对聚合物混合物的谱库搜索结果列表进行多变量分析

Multivariate Analysis of a Hit List from a Spectral Search of a Polymer Mixture

Abstract

This application note describes a new method that combines cheminformatics tools with chemometrics tools for Principal Component  Analysis  (PCA)  in  an  intuitive  environment  for performing  multivariate  analyses  on  spectral  as  well  as chromatographic data.   A new patent-pending technology Overlap Density Heatmaps (ODHs) allows the comparative visualization of large datasets of spectra or chromatograms and are used for visual data mining and analysis to assess the similarities and dissimilarities in large amounts of spectral,chromatographic, and other graphical data.

Currently, the use of PCA to analyze and visualize spectral hit lists generated from searching one or more reference databases is not a widely known technique. However, as more case studies and applications are introduced, it is expected that this technique will rapidly become more commonplace in the laboratory.   In this case study, this new   approach for spectroscopic analysis will be examined as applied to polymeric IR data using a combination of PCA and ODH technologies to analyze a query and the hit list resulting from an IR spectral search and to perform an overall analysis of a database.

Conclusions

Principal Component Analysis (PCA) appears to be a valuable tool to analyze the results of standard spectral searches-a spectral query and hit list-providing useful insights into the nature of the compounds in the hit list relative to the query.

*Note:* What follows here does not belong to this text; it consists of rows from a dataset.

PR #2529, opened 2026-03-02
feat(grpc): Call credentials API

arjan-bal:
This change introduces a [Call Credentials](https://grpc.io/docs/guides/auth/#credential-types) API for gRPC, allowing users to attach authentication metadata (such as OAuth or JWT tokens) to individual RPCs.

## API Design

* `CallCredentials`: The base trait that specific credential implementations must implement.
* Ergonomics: Public-facing APIs accept `Arc<dyn CallCredentials>`. 

## Why Reference Counting?
Call credentials must be reference-counted (`Arc`) to support sharing across out-of-band gRPC channels, such as those used by Load Balancers for load reporting.

## Functional Changes

* Added `fn get_call_credentials(&self) -> Option<&CallCredentials>` to the `ChannelCredentials` trait. This enables attaching call credentials to channel-level credentials that apply to every RPC.
* `CompositeCallCredentials`: A new utility for combining multiple call credentials.
* `CompositeChannelCredentials`: A new utility for attaching call credentials to an existing channel credentials object.


grpc/src/credentials/call.rs
```diff
@@ -0,0 +1,280 @@
...
+            method_name,
+        }
+    }
+
+    /// Returns the base URL of the service for this RPC call.
+    pub fn service_url(&self) -> &str {
+        &self.service_url
+    }
+
+    /// The method name suffix (e.g., `Method` or `package.Service/Method`).
```
dfawley: This example lost me.  Why would the method suffix include the service and a slash?  Or did you typo `of->or`?

grpc/src/credentials/call.rs
```diff
@@ -0,0 +1,280 @@
...
+use std::sync::Arc;
+
+use tonic::Status;
+use tonic::async_trait;
+use tonic::metadata::MetadataMap;
+
+use crate::attributes::Attributes;
+use crate::credentials::common::SecurityLevel;
+
+/// Details regarding the RPC call.
```
dfawley: Nit: "RPC call" -> "RPC" or just "call".

(x3)

grpc/src/credentials/call.rs
```diff
@@ -0,0 +1,280 @@
...
+    /// Generates the authentication metadata for a specific RPC call.
+    ///
+    /// This method is called by the transport layer on each request.
+    /// Implementations should populate the provided `metadata` map with the
+    /// necessary authorization headers (e.g., `authorization: Bearer <token>`).
+    ///
+    /// If this returns an `Err`, the RPC will fail immediately with a status
+    /// derived from the error if the status code is in the range defined in
+    /// gRFC A54. Otherwise, the RPC is failed with an internal status.
+    async fn get_metadata(
```
dfawley, line 114: Are we going to call this in a `select` with a timer?

If so this should have a section on cancel safety stating that all implementations must be cancel safe.

grpc/src/credentials/call.rs
```diff
@@ -0,0 +1,280 @@
...
+        &self,
+        call_details: &CallDetails,
+        auth_info: &ChannelSecurityInfo,
+        metadata: &mut MetadataMap,
+    ) -> Result<(), Status>;
+
+    /// Indicates the minimum transport security level required to send
+    /// these credentials.
```
dfawley, line 122: Does the docstring need to call out the default value here?

grpc/src/credentials/call.rs
```diff
@@ -0,0 +1,280 @@
...
+impl CallCredentialsProvider for CompositeCallCredentials {
+    async fn get_metadata(
+        &self,
+        call_details: &CallDetails,
+        auth_info: &ChannelSecurityInfo,
+        metadata: &mut MetadataMap,
+    ) -> Result<(), Status> {
+        for cred in &self.creds {
+            cred.get_metadata(call_details, auth_info, metadata).await?;
+        }
```
dfawley, line 163: Do we want to `futures::future::join_all` these so they are run (semi-)concurrently instead of serially?  (Or spawn tasks and join them as another option?)  Or document that they are run serially at least.

grpc/src/credentials/call.rs
```diff
@@ -0,0 +1,280 @@
...
+    fn minimum_channel_security_level(&self) -> SecurityLevel {
+        self.creds
+            .iter()
+            .map(|c| c.minimum_channel_security_level())
+            .max_by_key(|&l| match l {
+                SecurityLevel::NoSecurity => 0,
+                SecurityLevel::IntegrityOnly => 1,
+                SecurityLevel::PrivacyAndIntegrity => 2,
+            })
+            .unwrap_or(SecurityLevel::NoSecurity)
```
dfawley: `PrivacyAndIntegrity`?

Although, why would `unwrap` fail here?  Only if there were zero elements in `self.creds` (which is impossible)?

grpc/src/credentials/call.rs
arjan-bal: Fixed.

grpc/src/credentials/call.rs
arjan-bal: The "or" should have been "in". Fixed that now.

While gRPC Go [only sends the service URL](https://github.com/grpc/grpc-go/blob/1d4fa8a7b772553e82137b059ad4a8f632a1c522/internal/transport/http2_client.go#L671),  [after stripping the method ](https://github.com/grpc/grpc-go/blob/1d4fa8a7b772553e82137b059ad4a8f632a1c522/internal/transport/http2_client.go#L650-L663) to the call credentials, gRPC C++ also [sends the method](https://github.com/grpc/grpc/blob/060a21762295ba058c599a4e879996363bc8ca46/include/grpcpp/security/credentials.h#L272-L280) name separately. I've gone with the C++ approach here.

grpc/src/credentials/call.rs
arjan-bal: I hadn't thought of this. Added a section to the rustdoc stating that the future may be dropped due to RPC timeouts.

grpc/src/credentials/call.rs
arjan-bal: To run `get_metadata`, we would need to allocate a new metadata map for each credential and merge the results into the main map passed to `CompositeCallCredentials`. I suspect most implementations will have the headers cached, so calling them concurrently may not be worth the extra allocations. Java and Go both call the method sequentially.

I've mentioned the sequential execution in the struct's rustdoc,

grpc/src/credentials/call.rs
arjan-bal: Because the `CompositeCallCredentials` constructor requires two call credentials, the vector is guaranteed to be non-empty. I've replaced this with an `expect()` call and a clear message.

arjan-bal:
> I'm not sure whether I like the `impl Into<CallCredentials>`. It is nice in some ways, but:
> 
> 1. It adds an extra type (`CallCredentials` vs. `CallCredentialsProvider`) to the API surface.
> 2. It requires the user to know that there is a blanket `impl<T: Provider> From<T> for CC`.
> 3. It only saves the user needing to do an `Arc::new()` (or `.clone()`) when configuring the channel.
> 4. It means if the user already `Arcs` their `Provider`, e.g. if they're going to use the same call creds for multiple channels, then this arcs their arc, which is wasteful in the same ways you're trying to avoid.

I don't have strong opinions on this, and I see the benefit of having a simpler API surface. The double Arcing can be avoided if the user creates the wrapper object (CallCredentials) once, and passed it to the channel constructor.

I've replaced the wrapper type with `Arc<dyn CallCredentials>` directly.

grpc/src/credentials/call.rs
dfawley: Ping - I'm not sure what the documentation norms are for this kind of situation (default impls in traits) off the top of my head.

grpc/src/credentials/client.rs
```diff
@@ -214,8 +216,8 @@ impl<T: ChannelCredentials> ChannelCredsInternal for CompositeChannelCredentials
             .await
     }
 
-    fn get_call_credentials(&self) -> Option<&CallCredentials> {
-        Some(&self.call_creds)
+    fn get_call_credentials(&self) -> Option<Arc<dyn CallCredentials>> {
+        Some(self.call_creds.clone())
     }
```
dfawley: I'm not sure if it's worth it but this could still return `Option<&Arc<dyn CallCredentials>>` to delay the clone as much as possible.  (That's effectively what you were doing before, too.)

grpc/src/credentials/call.rs
arjan-bal: Added a section in the rustdoc.

grpc/src/credentials/client.rs
arjan-bal: Done.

Overlap Density Heatmaps (ODHs) not only confirm the value of the  technique,  but  are  also  a  useful  complement  to  the multivariate processing capabilities afforded by PCA.   This technique  is  an  excellent  tool  to  identify  components  in mixtures and can be used effectively in the polymer industry to analyze polymeric samples. It is more precise than spectral subtraction, which performs the point-by-point subtraction of one spectrum from another, and it is especially useful when analyzing mixtures or composite spectra.